#### [Exercise prompt]
From the listing below, pick out each line with the word "might".

─── Data shown ───

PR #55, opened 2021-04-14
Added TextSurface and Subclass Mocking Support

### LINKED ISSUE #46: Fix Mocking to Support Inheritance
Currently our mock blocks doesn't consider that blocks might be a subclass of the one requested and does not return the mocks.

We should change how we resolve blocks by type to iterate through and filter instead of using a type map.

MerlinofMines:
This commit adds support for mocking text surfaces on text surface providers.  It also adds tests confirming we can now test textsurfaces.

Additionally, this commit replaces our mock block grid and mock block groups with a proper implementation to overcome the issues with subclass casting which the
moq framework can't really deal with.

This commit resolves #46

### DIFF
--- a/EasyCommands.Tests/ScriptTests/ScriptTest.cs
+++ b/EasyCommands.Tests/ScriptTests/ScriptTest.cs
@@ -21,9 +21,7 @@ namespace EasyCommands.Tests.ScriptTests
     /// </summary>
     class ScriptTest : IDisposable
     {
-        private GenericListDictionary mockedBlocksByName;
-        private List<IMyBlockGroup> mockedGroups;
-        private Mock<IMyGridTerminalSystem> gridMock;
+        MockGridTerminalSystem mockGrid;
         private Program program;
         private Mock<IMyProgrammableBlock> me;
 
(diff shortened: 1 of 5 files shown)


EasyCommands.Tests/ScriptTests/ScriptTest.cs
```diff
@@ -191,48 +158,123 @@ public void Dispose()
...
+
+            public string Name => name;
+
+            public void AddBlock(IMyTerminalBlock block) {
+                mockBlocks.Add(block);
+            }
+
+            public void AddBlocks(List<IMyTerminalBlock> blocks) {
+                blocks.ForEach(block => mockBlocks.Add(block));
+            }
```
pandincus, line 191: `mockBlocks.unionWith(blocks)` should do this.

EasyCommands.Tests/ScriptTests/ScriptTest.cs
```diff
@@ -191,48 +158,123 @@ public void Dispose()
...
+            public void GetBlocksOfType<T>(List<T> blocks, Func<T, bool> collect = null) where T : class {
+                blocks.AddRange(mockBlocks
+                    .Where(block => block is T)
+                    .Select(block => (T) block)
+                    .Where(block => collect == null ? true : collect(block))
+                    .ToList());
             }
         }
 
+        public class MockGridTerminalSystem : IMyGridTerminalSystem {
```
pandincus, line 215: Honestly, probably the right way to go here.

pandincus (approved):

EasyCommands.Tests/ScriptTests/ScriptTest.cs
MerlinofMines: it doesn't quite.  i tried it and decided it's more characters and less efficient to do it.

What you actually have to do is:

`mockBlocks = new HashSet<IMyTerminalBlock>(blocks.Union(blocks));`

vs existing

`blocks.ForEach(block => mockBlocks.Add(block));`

───
─── Data shown ───

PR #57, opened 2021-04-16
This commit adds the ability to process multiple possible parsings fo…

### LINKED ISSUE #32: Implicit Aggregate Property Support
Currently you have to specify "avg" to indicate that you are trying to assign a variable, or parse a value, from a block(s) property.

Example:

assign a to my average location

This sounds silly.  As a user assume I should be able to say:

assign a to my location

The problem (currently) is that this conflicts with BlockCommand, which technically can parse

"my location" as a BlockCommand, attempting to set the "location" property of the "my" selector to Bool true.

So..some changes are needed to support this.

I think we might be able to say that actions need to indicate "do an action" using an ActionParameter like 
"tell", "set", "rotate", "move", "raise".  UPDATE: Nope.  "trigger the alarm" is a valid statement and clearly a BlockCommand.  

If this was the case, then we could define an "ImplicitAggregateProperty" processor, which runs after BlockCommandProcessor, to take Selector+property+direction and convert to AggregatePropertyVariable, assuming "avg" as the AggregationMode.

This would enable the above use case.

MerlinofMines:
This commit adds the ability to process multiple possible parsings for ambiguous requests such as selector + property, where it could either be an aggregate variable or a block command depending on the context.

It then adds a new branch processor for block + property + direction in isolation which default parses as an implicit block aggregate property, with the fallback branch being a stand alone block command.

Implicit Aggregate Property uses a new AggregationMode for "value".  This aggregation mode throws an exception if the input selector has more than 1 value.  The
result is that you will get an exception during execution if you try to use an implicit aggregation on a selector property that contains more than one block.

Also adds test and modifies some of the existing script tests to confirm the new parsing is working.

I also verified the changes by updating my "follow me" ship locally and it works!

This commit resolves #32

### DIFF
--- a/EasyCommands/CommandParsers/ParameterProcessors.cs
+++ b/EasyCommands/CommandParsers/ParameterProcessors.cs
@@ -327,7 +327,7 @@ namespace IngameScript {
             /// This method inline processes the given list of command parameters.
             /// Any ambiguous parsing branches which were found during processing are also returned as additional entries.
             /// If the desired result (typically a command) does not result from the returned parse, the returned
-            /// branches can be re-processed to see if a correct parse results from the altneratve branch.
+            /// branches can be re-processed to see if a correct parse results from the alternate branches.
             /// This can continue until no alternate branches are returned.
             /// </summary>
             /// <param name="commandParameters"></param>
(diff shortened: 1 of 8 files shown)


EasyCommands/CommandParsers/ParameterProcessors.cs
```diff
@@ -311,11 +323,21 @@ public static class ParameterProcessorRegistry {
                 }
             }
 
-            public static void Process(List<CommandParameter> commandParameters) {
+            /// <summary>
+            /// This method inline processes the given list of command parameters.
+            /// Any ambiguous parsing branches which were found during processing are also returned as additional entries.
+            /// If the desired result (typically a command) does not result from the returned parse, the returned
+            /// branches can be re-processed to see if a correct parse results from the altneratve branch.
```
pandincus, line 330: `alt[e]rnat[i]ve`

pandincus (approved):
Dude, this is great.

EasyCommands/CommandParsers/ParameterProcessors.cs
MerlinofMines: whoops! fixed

───

#### [Expected answer]
Currently our mock blocks doesn't consider that blocks might be a subclass of the one requested and does not return the mocks.
I think we might be able to say that actions need to indicate "do an action" using an ActionParameter like 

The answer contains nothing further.